Activity :: Lines in the listing that hold the string "function" need to be tallied, and the total given alone.

Supplied records ::
BEGIN

PR #4065, opened 2019-08-09
P2P 2.3 incompatibility with older version - Closes #4060

### LINKED ISSUE #4060: P2P 2.3 incompatibility with 2.0 and 1.x related to peer lists
### Expected behavior

- The 2.3 node should work with old 2.0 and 1.x peers.

### Actual behavior

- v2.3 nodes need to expose both the old `list` endpoint and the new `getPeers` (minimal) endpoints.
- v2.3 nodes need to call the old `list` endpoint when trying to fetch peers from an old v2.0 or v1.x peer.
- There is an incompatibility issue related to `ipAddress` vs `ip` properties in old versions.

### Steps to reproduce

Try to connect a v2.3 node with old v2.0 and v1.6 nodes.

v2.3

ishantiw:
### What was the problem?
The `2.3` node should work with old `2.0` and `1.x` peers. There is an incompatibility issue related to `ipAddress` vs `ip` properties in old versions. Also, the old version only supports `list` RPC to get peers list.

### How did I solve it?

- Created incoming and outgoing `peerInfo` sanitization function.
- To fetch peers call RPC based on the version if its lower than `2.3`

### How to manually test it?

`npm t` and also connect with older versions and see if it's fetching peers

### Review checklist

- [x] The PR resolves #4060 

### DIFF
--- a/elements/lisk-p2p/src/peer/base.ts
+++ b/elements/lisk-p2p/src/peer/base.ts
@@ -35,9 +35,8 @@ import { constructPeerIdFromPeerInfo, getNetgroup } from '../utils';
 import * as socketClusterClient from 'socketcluster-client';
 import { SCServerSocket } from 'socketcluster-server';
 import {
-	isLowerVersionPeer,
-	validateBasicPeersInfoList,
 	validatePeerInfo,
+	validatePeersInfoList,
 	validateProtocolMessage,
 	validateRPCRequest,
 } from '../validation';
@@ -91,7 +90,6 @@ export const REMOTE_EVENT_MESSAGE = 'remote-message';
 
 export const REMOTE_RPC_UPDATE_PEER_INFO = 'updateMyself';
 export const REMOTE_RPC_GET_NODE_INFO = 'status';
-export const REMOTE_RPC_GET_MINIMAL_PEERS_LIST = 'getPeers';
 export const REMOTE_RPC_GET_PEERS_LIST = 'list';
 
 export const DEFAULT_CONNECT_TIMEOUT = 2000;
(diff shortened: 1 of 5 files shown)


elements/lisk-p2p/src/validation.ts
```diff
@@ -39,6 +43,7 @@ import { constructPeerIdFromPeerInfo } from './utils';
 
 const IPV4_NUMBER = 4;
 const IPV6_NUMBER = 6;
+export const IPADDRESS_FIELD_SUPPORT_VERSION = '2.3.0';
```
jondubois: `IP_ADDRESS_FIELD_SUPPORT_VERSION` is better.

elements/lisk-p2p/src/peer/base.ts
```diff
@@ -510,7 +512,9 @@ export class Peer extends EventEmitter {
 	public async fetchPeers(): Promise<ReadonlyArray<P2PPeerInfo>> {
 		try {
 			const response: P2PResponsePacket = await this.request({
-				procedure: REMOTE_RPC_GET_PEERS_LIST,
+				procedure: isLowerVersionPeer(this._peerInfo as P2PDiscoveredPeerInfo)
+					? REMOTE_RPC_GET_PEERS_LIST
+					: REMOTE_RPC_GET_MINIMAL_PEERS_LIST,
 			});
 
 			return validateBasicPeersInfoList(response.data);
```
jondubois: Maybe we should always remove other properties (except for ip/ipAddress and wsPort), even if the peer is the old version and it gives us the full list. The idea for the original feature was that we can't trust PeerInfo which we haven't connected to so that is why we don't store the other fields. Maybe we should keep this aspect.

elements/lisk-p2p/src/validation.ts
shuse2: Is this SDK version or Core version?
I think this version doesnt relates to this library, so Prefer not to use hardcoded version , too.

PR #4075, opened 2019-08-13
Improve logger naming for components - Closes #3532

### LINKED ISSUE #3532: Improve the logger name for JSON logger
### Expected behavior

Every logger entry should be easily identifiable to which module in the framework it belongs to. 

### Actual behavior

Right now every log entry have a name `lisk-framework`, which is less intuitive while debugging in the logs. 

```
{
  "name": "lisk-framework",
  "hostname": "Nazars-MacBook-Pro.local",
  "pid": 44216,
  "level": 30,
  "msg": "Releasing enqueued broadcasts",
  "time": "2019-05-07T08:47:57.530Z",
  "src": {
    "file": "/Users/nazar/Hub/Lightcurve/Lisk/dev/lisk-sdk/framework/src/modules/chain/logic/broadcaster.js",
    "line": 245,
    "func": "releaseQueue"
  },
  "v": 0
}
```

```
{
  "name": "lisk-framework",
  "hostname": "Nazars-MacBook-Pro.local",
  "pid": 44553,
  "level": 30,
  "msg": "Loading module lisk-framework-chain:0.1.0 with alias \"chain\"",
  "time": "2019-05-07T08:55:54.538Z",
  "src": {
    "file": "/Users/nazar/Hub/Lightcurve/Lisk/dev/lisk-sdk/framework/src/controller/controller.js",
    "line": 219,
    "func": "_loadInMemoryModule"
  },
  "v": 0
}
```

As you look into both entries, both shows the name 'lisk-framework`, it would be nice if we can have different names of logger for different chunks of the application. 

2.0.0

michielmulders:
### What was the problem?
All logs were logged under `lisk-framework`.

### How did I solve it?
Modify the wrapper and creator function for the logger to accept a new parameter name.
This name identifies the component you are in.

### How to manually test it?
Start application and monitor the logs 👍 

### Review checklist

- [x] The PR resolves #3532 
- [x] Documentation has been added/updated - **[Updated internal logger docs](https://www.notion.so/lightcurve/Logger-c88c595e2931409fa72ecfffe6b20d4b)**


framework/src/components/logger/logger.js
```diff
@@ -58,7 +65,7 @@ const createLogger = ({ fileLogLevel, consoleLogLevel, logFileName }) => {
 			: [];
 	const streams = [...consoleStream, ...fileStream];
 	return bunyan.createLogger({
-		name: 'lisk-framework',
+		name: loggerName,
```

END

Task output :: 2